Есть и пить под солнцем: Монтень усвоил урок Екклесиаста, развеявший иллюзии. В условиях неопределенности и перед лицом судьбы он отдавался легкому и непостоянному удовольствию, потому что оно тоже исходит от руки Божьей:
«Мы встречаем немало подобных наставлений, которые предлагают нам в тех случаях, когда разум бессилен, довольствоваться пустенькими и плоскими утешениями, лишь бы они давали нам душевное спокойствие. Там, где философы не в силах залечить рану, они стараются усыпить боль и прибегают к другим паллиативам…»[24]
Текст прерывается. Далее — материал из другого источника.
PR #507, opened 2026-05-26
fix: dataset can be describe if it is in several products

renaudjester:
Make sure that if a dataset is in two products, then it works anyway. 

Let's say datasetID is in productID1 and productID2, then the dataset_product_mapping.json we would have:
```
datasetID: "productID1,productID2"
```
It works with `get` and `subset` but would fail when asking for this specific dataset with `describe`: 

```
# error
copernicusmarine describe --dataset-id datasetID
```

fix [CMT-398](https://cms-change.atlassian.net/browse/CMT-398)

### Pull Request Checklist

- [x] Requested code reviews
- [x] Updated the changelog

----
📚 Documentation preview 📚: https://copernicusmarine--507.org.readthedocs.build/en/507/

[CMT-398]: https://cms-change.atlassian.net/browse/CMT-398?atlOrigin=eyJpIjoiNWRkNTljNzYxNjVmNDY3MDlhMDU5Y2ZhYzA5YTRkZjUiLCJwIjoiZ2l0aHViLWNvbS1KU1cifQ


copernicusmarine/catalogue_parser/catalogue_parser.py
```diff
@@ -453,24 +457,25 @@ def parse_catalogue(
...
-                and product_id_from_mapping != force_product_id
-            ):
+            product_ids = product_id_from_mapping.split(",")
+            if force_product_id and force_product_id not in product_ids:
                 raise DatasetIsNotPartOfTheProduct(
                     force_dataset_id, force_product_id
                 )
-            force_product_id = product_id_from_mapping
+            elif force_product_id:
+                product_ids = [force_product_id]
```
uriii3, line 474: what is the logic for a dataset to be in different `product_ids`? I understand that, for now, if we force a product id is always only one, but depending on the case of why that dataset is split between multiple products, i understand that it would not be super weird to specify maybe multiple products?(i know we can only just ask for the dataset id and not force the product, which can be the simple answer to that).

tests/resources/mock_stac_catalog_WAW3/mock_dataset_DUPLICATE_nwshelf_P1D_m_202012.py
uriii3, line 1: is there any difference here between this and the one from before apart from the product id?

tests/resources/mock_stac_catalog_WAW3/mock_product_DUPLICATE_nwshelf.py
uriii3, line 1: could you not point the dataset to an already existing product? is there a reason to specifically also build another product?

uriii3 (approved):

copernicusmarine/catalogue_parser/catalogue_parser.py
```diff
@@ -411,7 +413,7 @@ def fetch_product_items(
 
 def fetch_all_products_items(
     connection: JsonParserConnection,
-    force_product_id: str | None,
+    force_product_ids: list[str] | str | None,
```
Theophile-Varnier: why do we still allow `str` here and not in `fetch_product_items`?

tests/resources/mock_stac_catalog_WAW3/mock_product_DUPLICATE_nwshelf.py
renaudjester: Yeah I could but I thought this would be clearer :D

tests/resources/mock_stac_catalog_WAW3/mock_dataset_DUPLICATE_nwshelf_P1D_m_202012.py
renaudjester: Also the links I think!

copernicusmarine/catalogue_parser/catalogue_parser.py
renaudjester: It makes the variable a bit easier to use! in `fetch_all_products_items` we just pass the variable but in `fetch_product_items` we actually use it and do some tests with it so I thought it would be more practical to have only one typing, to clarify the function

Theophile-Varnier (approved):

Мишель Экем де Монтень, XVI век. Музей Конде, Шантийи
У легкомыслия в некотором смысле появилось оправдание: в лабиринте страданий оно не дает человеку закостенеть, стать стоически жестким, приводит дух в движение, успокаивает и утешает, даже если удовольствие – лишь иллюзия или фантазия; душа без страстей, волнений и желаний была бы безжизненной. Как ветер, легкомыслие – глоток свежего воздуха, который дает возможность немного перевести дух, легкое дуновение, которое оживляет человека.
Таким образом, в противовес христианскому аскетизму, который учил презирать мир, и надменному стоицизму, который слишком полагался на волю или разум, в моральных и философских спорах нашлось свое место для светских развлечений. Поскольку все мимолетно и относительно, поскольку тысяча лет пролетают как один день, а мир невозможно упорядочить, мудрому человеку стоит отказаться от созерцания сути вещей и избавиться от метафизических спекуляций. Как объяснял Монтень, Сократ не отказывался поиграть с детьми в орешки или покататься на деревянной лошадке, Сципион развлекался, собирая ракушки или играя в рожки с другом Лелием на морском берегу. А сам Монтень позволял себе порадоваться заблуждениям, утверждая: «…я, например, стараюсь извлечь пользу даже из суетности и ослиной глупости, если они доставляют мне удовольствие»[25]. Науки – это суета, философы противоречат друг другу, а человек не знает самого себя. Только осознав свое легкомыслие и непостоянство, он может стать чуть менее беспечным и достичь скромной мудрости. Ведь из-за разнообразия взгляд человека постоянно блуждает; непостоянство побуждает его полагаться на удачу, учит ловить момент, который может оказаться шансом, ветром перемен, возможностью, способом «оплодотворить случай», по меткому выражению Владимира Янкелевича («Нечто и почти ничто». Le Je ne sais quoi et le presque rien, 1957).